Nach dem kleinen, hellen und überschaubaren Pserimos ist das großstädtische Póthia doppelt düster. Die schwarze Felsenwand im Westen mit der darauf thronenden Kirche wirkt bedrohlich. Und die schmutzigen Gassen, die verfallenden Gebäude, die teilweise ärmlich gekleideten Menschen. Die spärlich gefüllten Bars entlang der Paralia. Zum ersten Mal in diesem Urlaub spüren wir einen Hauch der Krise. Oder doch nur Alltag auf Kalymnos? Ich empfinde die Stadt als beklemmend, da können auch die reichlich vorhandenen Dreiräder nicht drüber weg trösten.
Die Fähre um 19 Uhr nach Mastichari – wieder eine kleine, dieses Mal die „Kalymnos Star“, ist recht voll belegt. Das Wetter ist noch warm, und so finden wir einen Platz auf dem Deck, fahren im schwindenden Tageslicht hinüber nach Kos. Die Positionslampen startender und landender Flugzeuge über uns. Eine Möwe begleitet das Schiff rechts und links über uns pendelnd.
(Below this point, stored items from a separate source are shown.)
Issue #241, opened 2014-09-01
Chrome 37 IndexedDB stores incorrect content type for blobs


nolanlawson:
Hello from PouchDB. :)

Just a heads up, in case you weren't aware of this bug: https://github.com/pouchdb/pouchdb/issues/2701 and https://code.google.com/p/chromium/issues/detail?id=408120.

From Chrome 38+, blobs will be stored just fine, exactly like IE and Firefox. In the meantime, 37 is out there in the wild, and it's got this bug. If you'd like to detect blob support, [here's the code we use](https://github.com/pouchdb/pouchdb/blob/eae1b9da321c6bdb91ec0f79bdc33487a7555117/lib/adapters/idb.js#L1239-L1274), which should work on Firefox, IE, and Chrome 36-38.

sheppard:
I came across the lack of Blob support in my own testing (see #380) on an Android 4.4.4 Samsung device (UA string claims "Chrome/28").  I worked around it in my vendored copy of localForage with a [UA sniff](https://github.com/wq/wq.app/commit/db26e665ef2b5ea77d1b9f179bab38692b3e8f6a#diff-f23e060863b5229048e4640b06ad0bb6R2162) marking `IndexedDB` as unsupported in any Chrome less than 38.  This effectively makes `localForage` use the `WebSQL` backend, which serializes blobs for storage.  I suppose an alternative would be to enable the serializer for the `IndexedDB` driver in this case (which would be effectively the same as to the PouchDB approach).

In Mastichari wieder eine andere Welt. Kostas begrüßt uns verblüfft im Hotel: was, wir wären so lange unterwegs gewesen? Er hält gerne ein Schwätzchen, sitzt mit Gästen vor dem Haus oder guckt auf dem großen Flachbildschirm im Salon fern – da entgeht ihm nur wenn selten wer kommt und geht. Wir sind ordentlich müde, und überhaupt nicht hungrig. So gibt es heute nur Wein und Knabberzeug auf dem Balkon als Abendessen.
Pserimos sehen wir im Dunkeln nicht, aber anhand dreier unbewegten Lichter können wir es ungefähr ausmachen. Davor die schwankenden Lichtlein von Fischerbooten und Seglern. Es ist immer noch so lau. Um halb elf Uhr fährt die Fähre wieder nach Kalymnos hinüber. Und wir sinken erledigt in die Betten.
Morgen haben wir wieder volles Programm. Aber nicht zu Fuß.